If a logical source is not found, the procedure continues skipping the mapping and logging the event
Changed -o option behaviour. If -o option is not set, the default behaviour is do nothing. To print to stdout it is required to use -o stdout. To save to file the -o option should be set, it can be combined with -ts and -r options if -inc is not set.
Add -ctx option to specify a context (named graph) for triples generated.

`rmlmapper-cefriel.jar`

This is the intended usage of the rmlmapper-cefriel.jar.

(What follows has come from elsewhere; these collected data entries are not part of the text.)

PR #15, opened 2018-01-15
Allow (and ignore) booleans as children of components

### LINKED ISSUE #14: Roact should reify booleans as nil
I was trying to conditionally render Roact components like this:

```condition and Roact.createElement(...)```

This throws an error:
```
18:06:27.365 - ReplicatedStorage.Roact.Reconciler:238: Cannot reify invalid Roact element "false"
18:06:27.367 - Stack Begin
18:06:27.369 - Script 'ReplicatedStorage.Roact.Reconciler', Line 238 - field _reifyInternal
18:06:27.369 - Script 'ReplicatedStorage.Roact.Reconciler', Line 373 - field _reconcilePrimitiveChildren
18:06:27.370 - Script 'ReplicatedStorage.Roact.Reconciler', Line 291 - field _reconcile
18:06:27.370 - Script 'ReplicatedStorage.Roact.Component', Line 161 - method _forceUpdate
18:06:27.371 - Script 'ReplicatedStorage.Roact.Component', Line 127 - method _update
18:06:27.371 - Script 'ReplicatedStorage.Roact.Component', Line 114 - method setState
18:06:27.372 - Script 'ReplicatedStorage.RoactMaterial.Components.Checkbox', Line 35 - upvalue method
18:06:27.372 - Script 'ReplicatedStorage.Roact.SingleEventManager', Line 27
18:06:27.373 - Stack End
```

It's trivial to work around this (`condition and Roact.createElement(...) or nil`), but it would be nice if Roact would accept `boolean`s and render nothing regardless of the boolean's value. React has something similar - [React.Component.render](https://reactjs.org/docs/react-component.html#render) may return a boolean value, which results in nothing being rendered.

AmaranthineCodices:
This closes #14. It allows for the children table passed to `Roact.createElement` to contain boolean values, which will be silently ignored. This enables the use of the pattern `condition and Roact.createElement` - without this patch, if `condition` is `false`, an error is thrown.

### DIFF
--- a/CHANGELOG.md
+++ b/CHANGELOG.md
@@ -1,7 +1,7 @@
 # Roact Changelog
 
 ## Current master
-* No changes
+* Support booleans in reconciliation ([#14](https://github.com/Roblox/roact/issues/14))
 
 ## 1.0.0 (TODO: Date)
 * Initial release
--- a/lib/Reconciler.lua
+++ b/lib/Reconciler.lua
@@ -223,6 +223,10 @@ function Reconciler._reifyInternal(element, parent, key, context)
 			_reifiedChildren = reifiedChildren,
 			_rbx = target,
 		}
+	elseif typeof(element) == "boolean" then
+		-- Ignore booleans of either value
+		-- See https://github.com/Roblox/roact/issues/14
+		return nil
 	end
 
 	error(("Cannot reify invalid Roact element %q"):format(tostring(element)))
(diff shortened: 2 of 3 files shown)


LPGhatguy:
Can you add a test case for the behavior? I think it might be time to create a `Reconciler.spec.lua` file for cases like this, but it can start out just describing this behavior.

LPGhatguy:
Look good! The test file looks like it's indented with four spaces instead of tabs though; once you fix that it should be set to merge!

AmaranthineCodices:
Whoops, fixed now!

PR #23, opened 2018-01-29
setState sanity checking

### LINKED ISSUE #17: Give useful error messages when calling `setState` in the wrong places
Right now, there are three places where calling `setState` is a really bad idea:
* Inside `init` (the component is not initialized and throws an unrelated error)
* Inside `render` (render needs to be pure)
* After the component is unmounted (aah!)

We should keep track of some sort of state on each component and make sure these `setState` errors are surfaced well.

AmaranthineCodices:
This fixes #17. It throws an error when setState is called in the following locations:

* the `init` function of a component
* the `render` function of a component
* any point after the component begins unmounting, **including** within `willUnmount`

The error message:

```
State cannot be set at this point: are you setting state from an init, render, or willUnmount function?
```

Tests are included, yay!

This will probably have a merge conflict with #21; I'll fix it when it happens. This required an edit to `Reconciler` to set the flag to false just before unmounting the component.

### DIFF
--- a/lib/Component.lua
+++ b/lib/Component.lua
@@ -43,6 +43,8 @@ function Component:extend(name)
 		local self = {}
 
 		self.props = props
+		-- Used for tracking whether the component is in a position to set state.
+		self._canSetState = false
 		self._context = {}
 
 		-- Shallow copy all context values from our parent element.
@@ -63,6 +65,9 @@ function Component:extend(name)
 		if not self.state then
 			self.state = {}
 		end
+
+		-- Now that state has definitely been set, we can now allow it to be changed.
+		self._canSetState = true
 
 		return self
 	end
@@ -101,6 +106,14 @@ end
 	current state object.
 ]]
 function Component:setState(partialState)
+	-- State cannot be set in any of the following places:
+	-- * During the component's init function
+	-- * During the component's render function
+	-- * After the component has been unmounted (or is in the process of unmounting, e.g. willUnmount)
+	if not self._canSetState then
+		error("State cannot be set at this point: are you setting state from an init, render, or willUnmount function?", 0)
+	end
+
 	local newState = {}
 
 	for key, value in pairs(self.state) do
@@ -149,7 +162,9 @@ function Component:_forceUpdate(newProps, newState)
 		self.state = newState
 	end
 
+	self._canSetState = false
 	local newChildElement = self:render()
+	self._canSetState = true
 
 	if self._handle._reified ~= nil then
 		-- We returned an element before, update it.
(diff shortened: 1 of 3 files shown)


lib/Component.spec.lua
```diff
@@ -173,4 +173,56 @@ return function()
...
+			local renderElement = Core.createElement(RenderComponent)
+
+			expect(function()
+				Reconciler.reify(initElement)
+			end).to.throw()
+
+			expect(function()
+				Reconciler.reify(renderElement)
+			end).to.throw()
+		end)
```
LPGhatguy: I think we can break this one into two tests, just like how `willUnmount` is a separate test

lib/Reconciler.lua
```diff
@@ -60,6 +60,9 @@ function Reconciler.teardown(instanceHandle)
 			Reconciler.teardown(instanceHandle._reified)
 		end
 	elseif Core.isStatefulElement(element) then
+        -- Stop the component from setting state in willUnmount or anywhere thereafter.
```
LPGhatguy: Ah, there are spaces for indentation here!

lib/Component.lua
```diff
@@ -101,6 +106,14 @@ end
 	current state object.
 ]]
 function Component:setState(partialState)
+	-- State cannot be set in any of the following places:
+	-- * During the component's init function
+	-- * During the component's render function
+	-- * After the component has been unmounted (or is in the process of unmounting, e.g. willUnmount)
+	if not self._canSetState then
+		error("State cannot be set at this point: are you setting state from an init, render, or willUnmount function?", 0)
```
LPGhatguy: It might be a little clearer to say `are you calling setState from` instead of `are you setting state from`, since you can you set state from `init` as long as you don't call `setState` itself!

LPGhatguy:
Thanks!

LPGhatguy:
Oops, I should've asked you to add an entry to the changelog!

I'll go ahead and do that for both of these PRs.

LPGhatguy:
I know we've already merged this, but are there any other places where it might be inappropriate to call `setState`?

I reviewed some code today where `setState` was being called from `willUpdate`, which seems like a mistake (rendering shouldn't be re-entrant!)

AmaranthineCodices:
One place that immediately comes to mind is `shouldUpdate`. There is absolutely no reason to call `setState` from there.

`wilUpdate` and `didUpdate` are almost certainly bugs. I can think of some contrived situations where calling them wouldn't cause re-entrancy issues, but they're contrived and they're probably not worth allowing.

PR #26, opened 2018-02-01
More setState checks

AmaranthineCodices:
This builds on the discussion from #23 after it was merged. It disallows calling `setState` in *all* lifecycle hooks, not just `willUnmount`. The error message has been changed to reflect this:

```
setState cannot be used currently: are you calling setState within a lifecycle hook?
```

### DIFF
--- a/lib/Component.lua
+++ b/lib/Component.lua
@@ -180,11 +180,11 @@ function Component:_forceUpdate(newProps, newState)
 		)
 	end
 
+	self._canSetState = true
+
 	if self.didUpdate then
 		self:didUpdate(oldProps, oldState)
 	end
-
-	self._canSetState = true
 end
 
 --[[
@@ -205,9 +205,7 @@ function Component:_reify(handle)
 	end
 
 	if self.didMount then
-		self._canSetState = false
 		self:didMount()
-		self._canSetState = true
 	end
 end
 
--- a/lib/Component.lua
+++ b/lib/Component.lua
@@ -205,7 +205,9 @@ function Component:_reify(handle)
 	end
 
 	if self.didMount then
+		self._canSetState = false
 		self:didMount()
+		self._canSetState = true
 	end
 end
 
--- a/lib/Component.lua
+++ b/lib/Component.lua
@@ -10,6 +10,14 @@ local Component = {}
 
 Component.__index = Component
 
+-- The error message that is thrown when setState is called in the wrong place.
+-- This is declared here to avoid really messy indentation.
+local INVALID_SETSTATE_MESSAGE = [[setState cannot be used currently, are you calling setState from any of:
+* the willUpdate or willUnmount lifecycle hooks
+* the init function
+* the render function
+* the shouldUpdate function]]
+
 --[[
 	Create a new Roact stateful component class.
 
@@ -108,7 +116,7 @@ end
 function Component:setState(partialState)
 	-- State cannot be set in any lifecycle hooks.
 	if not self._canSetState then
-		error("setState cannot be used currently: are you calling setState within a lifecycle hook?", 0)
+		error(INVALID_SETSTATE_MESSAGE, 0)
 	end
 
 	local newState = {}
--- a/lib/Component.lua
+++ b/lib/Component.lua
@@ -12,7 +12,8 @@ Component.__index = Component
 
 -- The error message that is thrown when setState is called in the wrong place.
 -- This is declared here to avoid really messy indentation.
-local INVALID_SETSTATE_MESSAGE = [[setState cannot be used currently, are you calling setState from any of:
+local INVALID_SETSTATE_MESSAGE = [[
+setState cannot be used currently, are you calling setState from any of:
 * the willUpdate or willUnmount lifecycle hooks
 * the init function
 * the render function
--- a/lib/Component.lua
+++ b/lib/Component.lua
@@ -106,12 +106,9 @@ end
 	current state object.
 ]]
 function Component:setState(partialState)
-	-- State cannot be set in any of the following places:
-	-- * During the component's init function
-	-- * During the component's render function
-	-- * After the component has been unmounted (or is in the process of unmounting, e.g. willUnmount)
+	-- State cannot be set in any lifecycle hooks.
 	if not self._canSetState then
-		error("setState cannot be used currently: are you calling setState from an init, render, or willUnmount function?", 0)
+		error("setState cannot be used currently: are you calling setState within a lifecycle hook?", 0)
 	end
 
 	local newState = {}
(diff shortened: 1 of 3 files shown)


lib/Component.spec.lua
```diff
@@ -207,6 +211,90 @@ return function()
...
+					a = 1
+				})
+			end
+
+			local testElement = Core.createElement(TestComponent)
+
+			expect(function()
+				local handle = Reconciler.reify(testElement)
+				-- Something of a hack, but...
+				handle._instance:shouldUpdate({}, {})
```
LPGhatguy: The other thing you can do is capture the instances `setState` function from `init`, and then call that to trigger `shouldUpdate`/`willUpdate`/`didUpdate`.

It's quite a bit more verbose, but it avoids leaking internals into tests! I don't know if it's actually better; what do you think?

lib/Component.lua
```diff
@@ -205,7 +205,9 @@ function Component:_reify(handle)
 	end
 
 	if self.didMount then
+		self._canSetState = false
 		self:didMount()
+		self._canSetState = true
```
LPGhatguy: Should we disallow `setState` in `didMount` and `didUpdate`? These might be less clear-cut.

I've definitely written code that triggers `setState` from inside those two lifecycle events, especially for code with network resources, where the flow is:
* `render` once without the data (returning nil)
* `didMount` triggers a network request on another coroutine calls `setState` to mark the component as loading
* `render` again, this time showing a spinner
* `didMount` does nothing

lib/Component.spec.lua
AmaranthineCodices: It's a lot better, because then I'm not depending on the format of the instance handles (oh no, we changed the reified handle format, our tests for setState broke!). I'll make the change.

lib/Component.lua
AmaranthineCodices: I can see use-cases for `didMount` and `didUpdate`. I can also see arguments for disallowing them, most of them centered around "avoiding footguns". I don't know that that's a very good reason to stop the sort of paradigm that you demonstrate, to be honest. Limiting the power of Roact just to avoid an error case that will *still* throw an error (stack overflow, I believe) seems like a poor decision on my part - my bad.

We should address in the documentation that you have to be careful about calling `setState` within `didMount`/`didUpdate` to avoid infinite loops - setting state in these hooks should be the *exception*, not the norm for the component's behavior.

LPGhatguy: I agree. Asynchronous rendering with an update queue would solve any of the stack overflow problems, but *does* change behavior with regards to re-rendering before your parent component finishes mounting.

lib/Component.spec.lua
```diff
@@ -207,6 +211,63 @@ return function()
...
+					a = 1
+				})
+			end
+
+			local testElement = Core.createElement(TestComponent)
+
+			expect(function()
+				Reconciler.reify(testElement)
+				shouldUpdate()
+			end).to.throw()
```
LPGhatguy: Since `shouldUpdate` is implemented entirely by the component, `_canSetState` won't be checked if we call `shouldUpdate` directly, right?

I wonder if we should call the component's `setState` instead of force updating, to hit paths like this one?

lib/Component.lua
```diff
@@ -106,12 +106,9 @@ end
...
 ]]
 function Component:setState(partialState)
-	-- State cannot be set in any of the following places:
-	-- * During the component's init function
-	-- * During the component's render function
-	-- * After the component has been unmounted (or is in the process of unmounting, e.g. willUnmount)
+	-- State cannot be set in any lifecycle hooks.
 	if not self._canSetState then
-		error("setState cannot be used currently: are you calling setState from an init, render, or willUnmount function?", 0)
+		error("setState cannot be used currently: are you calling setState within a lifecycle hook?", 0)
```
LPGhatguy: I like mentioning `render` and `init` explicitly here since they aren't lifecycle hooks.

lib/Component.spec.lua
AmaranthineCodices: This is true! It looks like this test case only passed to begin with when it re-entered `shouldUpdate`. I've fixed that now.

lib/Component.lua
AmaranthineCodices: I've changed the error message to be more descriptive:

```
setState cannot be used currently, are you calling setState from any of:
* the willUpdate or willUnmount lifecycle hooks
* the init function
* the render function
* the shouldUpdate function
```

LPGhatguy:
I've been on vacation for the past two weeks -- I'll get back into helping with this PR!

lib/Component.lua
```diff
@@ -10,6 +10,14 @@ local Component = {}
 
 Component.__index = Component
 
+-- The error message that is thrown when setState is called in the wrong place.
+-- This is declared here to avoid really messy indentation.
+local INVALID_SETSTATE_MESSAGE = [[setState cannot be used currently, are you calling setState from any of:
+* the willUpdate or willUnmount lifecycle hooks
+* the init function
+* the render function
+* the shouldUpdate function]]
```
LPGhatguy: Lua ignores the first newline after `[[` I'm fairly sure -- we should put one there to make the message more coherent!

lib/Component.lua
```diff
@@ -182,6 +188,8 @@ function Component:_forceUpdate(newProps, newState)
 		)
 	end
 
+	self._canSetState = true
```
LPGhatguy: An interesting implication here: the state of your parent can't have its state updated while you're in the middle of updating. Calling a function in your `didUpdate` callback that indirectly invokes `setState` on a parent component would thus fail.

I wonder if that's a case that we hit in real code, and if that's a bug!

lib/Component.spec.lua
```diff
@@ -184,6 +184,10 @@ return function()
 				})
 			end
 
+			function InitComponent:render()
+				return nil
+			end
```
LPGhatguy: This is an interesting artifact of a test that's only as coarse as "this high level call should throw". I wonder if there's a way to make these kinds of tests more robust in the future.

lib/Component.lua
AmaranthineCodices: This will only throw an error if this setState indirection happens synchronously. If you spawn another thread and trigger the parent `setState` call there, or do it from an event connection, there won't be an error.

Since most use-cases I can see for calling `setState` in `didUpdate` involve some sort of blocking operation (that stalls out the entire render until it's complete if it's done synchronously anyway), I don't think this is a major issue.

Hypothetically this could be worked around by deferring `didUpdate` invocations until after the entire tree has re-rendered, parents and all, but I don't think this is worth the effort.

lib/Component.lua
AmaranthineCodices: Oops, this should be fixed now.

PR #31, opened 2018-02-28
WiP: Big docs rewrite

LPGhatguy:


LPGhatguy:
This is better than what we have right now, I'm going to merge in and iterate more later.

PR #37, opened 2018-03-04
Expose access to GetPropertyChangedSignal

### LINKED ISSUE #28: Expose GetPropertyChangedSignal declaratively
Right now, you can connect to the `Changed` event in Roact easily with `Roact.Event.Changed`, but using `GetPropertyChangedSignal(name)` on a specific property is much more performant and is much cleaner.

Roact makes that painful right now -- the only way right now is to connect in `didMount` and disconnect in `willUnmount`, typical for wrappers around APIs like this.

I think we can make Roact support `GetPropertyChangedSignal` as a first-class citizen for events.

AmaranthineCodices:
Allows access to property change events using GetPropertyChangedSignal via `Roact.Change.[EventName]`. This fixes #28.

This will behave like other events; one connection per object, etc.

Note that the vast majority of this is **not unit tested**. Lemur doesn't implement GetPropertyChangedSignal x.x

Example usage:

```lua
local Roact = require(game.ReplicatedStorage.Roact)

local test = Roact.createElement("ScreenGui", {}, {
	Roact.createElement("TextBox", {
		Position = UDim2.new(0.5, 0, 0.5, 0),
		Size = UDim2.new(0, 200, 0, 40),
		[Roact.Change.Text] = function(rbx)
			print("text changed to", rbx.Text)
		end,
		Font = "SourceSans",
		TextSize = 18,
	})
})

Roact.reify(test, game.Players.LocalPlayer:WaitForChild("PlayerGui"))
```

### DIFF
--- a/.editorconfig
+++ b/.editorconfig
@@ -6,3 +6,7 @@ end_of_line = lf
 charset = utf-8
 trim_trailing_whitespace = true
 insert_final_newline = false
+
+[*.json]
+indent_style = spaces
+indent_width = 2
--- a/rojo.json
+++ b/rojo.json
@@ -1,0 +1,14 @@
+{
+  "name": "roact",
+  "servePort": 8000,
+  "partitions": {
+    "src": {
+      "path": "lib",
+      "target": "ReplicatedStorage.Roact"
+    },
+    "testez": {
+      "path": "modules/testez/lib",
+      "target": "ReplicatedStorage.TestEZ"
+    }
+  }
+}


LPGhatguy:
Ergh. Maybe we should implement support for `GetPropertyChanged` signal before this lands. I definitely want to improve test coverage as much as possible, which will probably involve rewriting the reconciler tests.

We didn't have test coverage metrics for Lua code when the majority of the Roact tests were written! D:

AmaranthineCodices:
I would love to get support for `GetPropertyChangedSignal` in Lemur. I'm not familiar enough with Lemur's codebase and how it does events to implement it though :(

LPGhatguy:
Stuff is in Lemur!

AmaranthineCodices:
Cool! I'll try to get to this sometime this weekend.

AmaranthineCodices:
this was not intended to drag in 27 commits >.<

PR #38, opened 2018-03-04
Remove values from setState

### LINKED ISSUE #30: setState can't remove values from state
React is a JavaScript library, which means that it was designed around the existence of both `null` and `undefined`.

In React, if you want to remove a value from your state, you can use:
```js
this.setState({
    foo: null
})
```

In Lua with Roact, if you try the same thing, you'll realize it doesn't do anything:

usage: java -jar rmlmapper-cefriel.jar <options>
options:
 -b,--batchSize <arg>             If -inc is set it is used as batch size for incremental updates, i.e., 
                                  number of statements for each write, otherwise it is ignored.
 -ctx,--context <arg>             IRI identifying named graph for triples generated.
 -es,--emptyStrings               Set option if empty strings should be considered as values.
 -f,--functionfile <arg>          Path to functions.ttl file (dynamic functions are found relative to functions.ttl).
 -jopt,--jsonOptRecordFactory     Enable optimized parser for JSONPath reference formulation.
 -inc,--incrementalUpdate         Incremental update option to incrementally load triples in the repository 
                                  while performing the mapping procedure. If -b is not set each triple 
                                  generated is directly written to the repository.
 -iri,--baseIRI <arg>             Specify a base IRI for relative IRIs. Otherwise @base is parsed.
 -m,--mappingfile <arg>           One or more mapping file paths and/or strings (multiple values are concatenated).
 -n,--noCache                     Do not use subjects and records caches in the executor. 
 -ord,--ordered                   Mapping execution is ordered by logical source and caches are cleaned 
                                  after each logical source.
 -o,--outputfile <arg>            Path to output file (-o stdout can be used for debugging).
 -pb,--prefixBaseIRI <arg>        Specify a prefix for the base IRI used for relative IRIs.
 -r,--repositoryId <arg>          Repository Id related to the triples store. Also option -ts
                                  should be provided.
 -sax,--saxRecordFactory          Enable Saxon parser for XPath reference formulation.
 -s,--serialization <arg>         Serialization format (nquads (default), turtle, trig, trix, jsonld, hdt).
 -ts,--triplesStore <arg>         Address to reach the triples store. If specified produced triples are also
                                  written at this address. Also option -r should be provided.
 -v,--verbose                     Show more details in debugging output.